The surprising trick that can save corked wine

Put your wine to good use: Homemade coq au vin.
Put your wine to good use: Homemade coq au vin. Photo: iStock

Is it possible to cook with corked wine? S. Bond

Cork taint is a naturally occurring compound in cork. It is called 2,4,6-trichloroanisole or TCA. It forms when a fungus interacts with chlorine used for hygiene purposes. TCA is like a boring, un-self-aware person who sucks the life out of the conversation at a social gathering. TCA makes wine taste dull, lifeless and has a whiff of what some describe as wet cardboard. Most wines these days are bottled under aluminium caps and TCA is mostly a thing of the past. The French are somewhat resistant to aluminium and there is a good deal of French wine sold through the German supermarket chain. Funnily enough, TCA is attracted to PVC, and not in a kinky way. Take corked wine and pour it over scrunched-up PVC cling film in a jug and the TCA will cling to the PVC, along with some of the aromatic compounds. You can now use the wine to deglaze a pan or make coq au vin. The dish won't be as good as one made with a half-decent wine but unless you put them side by side to compare, who is going to know?

I preserved some olives and they started bubbling. V. Raffa

I spoke to my mate Neil Seymour from Mount Zero Olives. He and his wife Jane have a vast grove of old trees in the foothills of the Grampians National Park (Gariwerd) in Western Victoria. There they make some of the best preserved olives in the country. I told him of your problem and he said it was most likely the wrong sort of bacteria. When you place olives in a salt solution, this draws juice from the cells and in the ideal situation lactic acid bacteria turn sugars in the juice into lactic acid. This acid stops other bacteria, moulds and yeasts from spoiling the olives.

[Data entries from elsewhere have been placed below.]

PR #4483, opened 2020-07-23
[Fix] Video Grid UI issues

David-Henner:
### Issues

- Wrong microphone icon color in video tiles
- Wrong media icons ordering in participants list
- Non-respect of bottom safe area in video tiles user info overlay

### Causes

- Icon color should be `white`
- Media icons were order right-to-left instead of left-to-right
- Use of `bottomAnchor` instead of `safeBottomAnchor` in constraints

### Solutions

- Set microphone icon color to `white`
- Order icons in left-to-right fashion
- Use `safeBottomAnchor` in constraints


Wire-iOS/Sources/UserInterface/Components/Views/UserCell.swift
```diff
@@ -135,7 +135,7 @@ class UserCell: SeparatorCollectionViewCell, SectionListCellType {
         avatarSpacer.addSubview(avatar)
         avatarSpacer.translatesAutoresizingMaskIntoConstraints = false
         
-        iconStackView = UIStackView(arrangedSubviews: [verifiedIconView, userTypeIconView, microphoneIconView, videoIconView, connectButton, checkmarkIconView, accessoryIconView])
+        iconStackView = UIStackView(arrangedSubviews: [videoIconView, microphoneIconView, userTypeIconView, verifiedIconView, connectButton, checkmarkIconView, accessoryIconView])
```
johnxnguyen, line 138: Just a side note: it would be nice to separate the calling related icons to a subclass of `UserCell`. Is it just these icons that would need to be extracted or is there more logic?

David-Henner: only these icons would need to be extracted. I think only microphone and video icons are used only in calling UI and the rest is used in other use cases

Sometimes other bacteria get into the olives and start fermentation that produces gas, hence the fizzing and bubbles. Neil suggested that perhaps you didn't have enough salt in the brine and that by adding more it would stop the bad bacteria and let the lactic acid bacteria take over and do their job.

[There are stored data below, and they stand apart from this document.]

PR #5169, opened 2021-07-19
Fix: application extension not work after using XCFramework

billypchan:
### Issues

~~App crashed on device when start after using XCFramework.~~ Warning is produces when using non extension allowed method in share extension.

### Causes

From the log, some method is not allow on app extension.

### Solutions

clean up `APPLICATION_EXTENSION_API_ONLY` in project and follow the flag in `.xcconfig`.
Refactor the code and do not using `UIApplication` in `common component`.
Using `effectiveUserInterfaceLayoutDirection` for checking text direction.

### DIFF
--- a/Wire-iOS/Sources/Helpers/UIEdgeInsets+directionAware.swift
+++ b/Wire-iOS/Sources/Helpers/UIEdgeInsets+directionAware.swift
@@ -21,8 +21,7 @@ import UIKit
 
 extension UIView {
     var isLeftToRight: Bool {
-        return UIView.userInterfaceLayoutDirection(
-            for: semanticContentAttribute) != .rightToLeft
+        return effectiveUserInterfaceLayoutDirection != .rightToLeft
     }
 }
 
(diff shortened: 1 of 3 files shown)


Wire-iOS/Sources/Helpers/UIEdgeInsets+directionAware.swift
```diff
@@ -0,0 +1,54 @@
...
+// You should have received a copy of the GNU General Public License
+// along with this program. If not, see http://www.gnu.org/licenses/.
+//
+
+import Foundation
+import UIKit
+
+extension UIView {
+    var isLeftToRight: Bool {
+        return effectiveUserInterfaceLayoutDirection != .rightToLeft
```
KaterinaWire, line 24: Why not to use
`effectiveUserInterfaceLayoutDirection == .leftToRight`?
Isn't it clearer?

billypchan: Yes, it is clearer and I fixed it.

KaterinaWire (approved):

David-Henner (approved):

When I cook small chickens they always appear to be underdone with red flesh near the thighbone. H. Forester

Red flesh generally means the chicken is underdone but in younger poultry haemoglobin from inside the porous bones can leak into the flesh during cooking giving the meat a red colour. As long as the meat reaches 74C internally it's perfectly safe to eat.

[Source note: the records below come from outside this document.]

PR #5205, opened 2021-08-11
[Feature] Hide download, save and share buttons

KaterinaWire:
## What's new in this PR?

If the file sharing feature is disabled, we should hide the `download`, `save` and `share` buttons on the message action toolbar.

### DIFF
--- a/Wire-iOS/Sources/Helpers/Bundle+SecurityFlags.swift
+++ b/Wire-iOS/Sources/Helpers/Bundle+SecurityFlags.swift
@@ -20,7 +20,6 @@ import Foundation
 
 enum SecurityFlags {
     case clipboard
-    case saveMessage
     case generateLinkPreviews
     case forceConstantBitRateCalls
     case openFilePreview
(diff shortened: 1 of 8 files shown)


Wire-iOS/Sources/Helpers/Bundle+SecurityFlags.swift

Thank you all for your letters and to the reader who sent in the photo of some marble cake that looked like Donald Trump's head. I particularly liked this one from J. LeVine who wrote, "If one is lucky enough to be dining in a posh restaurant where a 'deconstructed' dish is served, such as a deconstructed apple pie, are you supposed to eat each little bit separately, or are you supposed to take a little bit of each of the separate bits and essentially reconstruct on your implement or in your mouth?" I'll take that as a comment.